Alternatively, share the genbank/refseq genome ids for the species genomes, but only if they were not further in any way (except renamed) processed after download. Still the query file would be required.
And I think elasmo_full refers to all sharks, so this file may already be a compound file, so I need this too.
Hi Michael, Thanks for your response - after playing around with the db's more from reading your comments I believe you are correct that it is the significant size difference that is causing the issue with the matches. I have decided to try to filter on other measures as you suggested but wanted to double check score referred to bitscore (and what kind of score I would be aiming for?) and what query coverage is?
The table headings I get currently from outputs are: query acc.ver, subject acc.ver, % identity, alignment length, mismatches, gap opens, q. start, q. end, s. start, s. end, evalue and bit score. Thanks again - your insights on this have been extremely helpful.
Hi, great it helps. So, yes I think bit score should be fine, from the Blast book:
Most importantly, it doesn't depend on the database size.
Regarding the output format, I think at least you should include
qcovsfor query coverage. I also regularly recommend to use generic asn1 as output format, then further use blastformatter to convert the output into the exact format required, especially for long running jobs, as there is no way to restore the alignment from tabular blast format. It might not be necessary for your case, but if you for example wish to inspect the alignments using default text format, you have to run blast again, if not using asn1.

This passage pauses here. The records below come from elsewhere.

PR #2140, opened 2026-09-19
[datasets/detection] Stable class channels for multi-class targets and optional background supervision

fercho1999leon:
## What

Fixes two issues in multi-class text detection training and adds an option to supervise absent classes as background.

### Stable class → channel mapping
`pre_transform_multiclass` only included the classes present in each image, while `build_target` (DBNet and FAST) assigns a channel per *position* of the target dict. When a class had no box in an image, the channels of the following classes shifted and the model learnt crossed labels.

I hope this helps and good luck with your project.
Hi Michael, I was just curious about what qcov is actually trying to tell me and the numbers I am getting. All my qcov scores are 3 or less, but the % identity is mostly 100. Is this because my query sequence is much smaller than the whole genomes I am running it against? I am trying to match small genetic sequences known to code for certain things from other species against whole genomes of sharks (and testing it against whole genomes of related species too). Interestingly when I run the small sequence against the whole genome of the species it is taken from I get a bitscore of 22.9 and a qcov of 0 (a lot of the hits from sharks are getting higher bit scores and qcovs of 1-3). Let me know your thoughts and thanks again for your guidance and help! Cheers, D
Sorry I made a mistake, the name of the parameter
qcovsnot qcov and should be a percentage. Could you try again? For an explanation see BLAST definition and difference between 'qcovs' and 'qcovhsp'
Using the following format modifier
% query coverage per subject appears in the last column.
Hi Michael, I figured out that the databases I was using were only partial sequences and not the complete genome - now that I have the complete genome I am getting more appropriate scores! Thanks again for your help!